Continues from last issue
Looking at the position and role of press workers in that era, it must be said that, intentionally or unintentionally, with or without commitment, with or without conscience, telechronists, like all other journalists in Albania, were nothing but part of the gears of the Party propaganda machine. Fabricators of chronicles, news and embellished information, which in most cases, were made up and fake. In short, complicity in the Great Lie and Deception.
(As was the institution of television itself. The “superpower” of totalitarian propaganda. A processing and oppressive machine which through the screen spread not only dreams and phantasmagorical illusions, but also disorientation and disinformation, psychosis of uncertainty and fear, tight feelings of conviction and non-contradiction to the power of his orders)
Like all the other journalists of the totalitarian press, even the Radio-Television anchors, were so stupid that with cameras and microphones in their hands, they fed him with distorted images.
With selected portraits of party secretaries, vanguard miners and happy cooperators. With a view of prosperous socialist life. Thus, the objectives of their cameras best played the role of optical cells of the Party’s eye. To that eye that observed, spoke and preached like an oracle about how one should think and live, what would happen tomorrow, how the belt should be tightened even more, how an entire people, in line and obedient, should to leave for every day of rest in stocks etc., the whole people, under her far-sighted leadership, had the rare fortune of being the happiest people in the world…!
NEWS BROADCAST
As we said above, the main task of the Newsroom on Television, as well as that of the team of televangelists in the districts, was to produce the News Show every evening. It should have been the most watched show in Albania and, at the same time, the most important and subtle. He wanted to be the most powerful conductor of the Party’s directives as well as the mirror of the revolutionary reality in the country.

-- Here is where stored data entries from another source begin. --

PR #1098, opened 2026-07-15
Improve SVG import and serialization for attributes, text, and reused elements

veselin-kutsarov:
Do not iterate attributes in reverse order!
Properly parse attribute value if it is a number!
Do not skip data attribute even they are empty!
Do not trim values of <text> tags.
Allow not  to use existing imported elements.
Extend SVG whitelist.

## Checklist

## Summary by Sourcery

Improve SVG import/export behavior for attributes, text nodes, and reuse of previously imported elements.

New Features:
- Add a flag to SVG import to optionally avoid reusing previously imported elements.
- Extend the SVG sanitization whitelist to support alignment-baseline on text and tspan elements.

Bug Fixes:
- Preserve attribute iteration order and correctly handle numeric attribute values during SVG serialization.
- Retain empty data-* attributes in serialized SVG output instead of dropping them.
- Avoid trimming whitespace inside <text> nodes during SVG serialization and sanitization to preserve text content formatting.

Enhancements:
- Align gradient conversion logic and related queries without changing behavior.


jfhenon (approved):

jfhenon:
We need to adapt the test that checks for trimming values.

jfhenon:
maybe better to adapt the test and to make sure the string is unchanged (so future change to the code will not impact your change)

veselin-kutsarov:
> * For numeric attribute handling, you are checking `!isNaN(attrVal) && !isNaN(parseFloat(attrVal))` but still pass the original string to `shortFloat`; it may be clearer and more robust to call `shortFloat` on a parsed number and ensure mixed units like `"10px"` don’t get incorrectly treated as bare numbers.
> 
shortFloat already converts numeric strings with Number(val) internally, so passing the original numeric string is intentional and equivalent to passing a parsed number. Mixed-unit values such as "10px" are not accepted by this branch because isNaN("10px") is true. The additional parseFloat check prevents empty or whitespace-only strings from being treated as zero.

jfhenon (approved):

Although propagandized and considered as such, in the Radio-Television of that time, there has never been any other show more fake, schematic and boring than that of the News Show. What has remained, without a doubt, still unerased, in the memory of every Albanian of that era, is the fact that, among other things, in most cases, that show was more similar to the bulletins of the Ministry of Agriculture. Because it was quite common for the evening news to start with footage and chronicles that featured tractors, which fell in front of and behind the fields. With wheat planting and harvesting, nitrification and irrigation of plots, services in agricultural crops, actions in aid of agriculture, etc.
(Thus, regularly following the same news over the years, people had become semi-agronomists. They knew exactly the seasons and dates when the lands were first plowed, fertilized, seeded, irrigated, weeded bad, throwing the first hand of nitrate, the second hand, the third …)!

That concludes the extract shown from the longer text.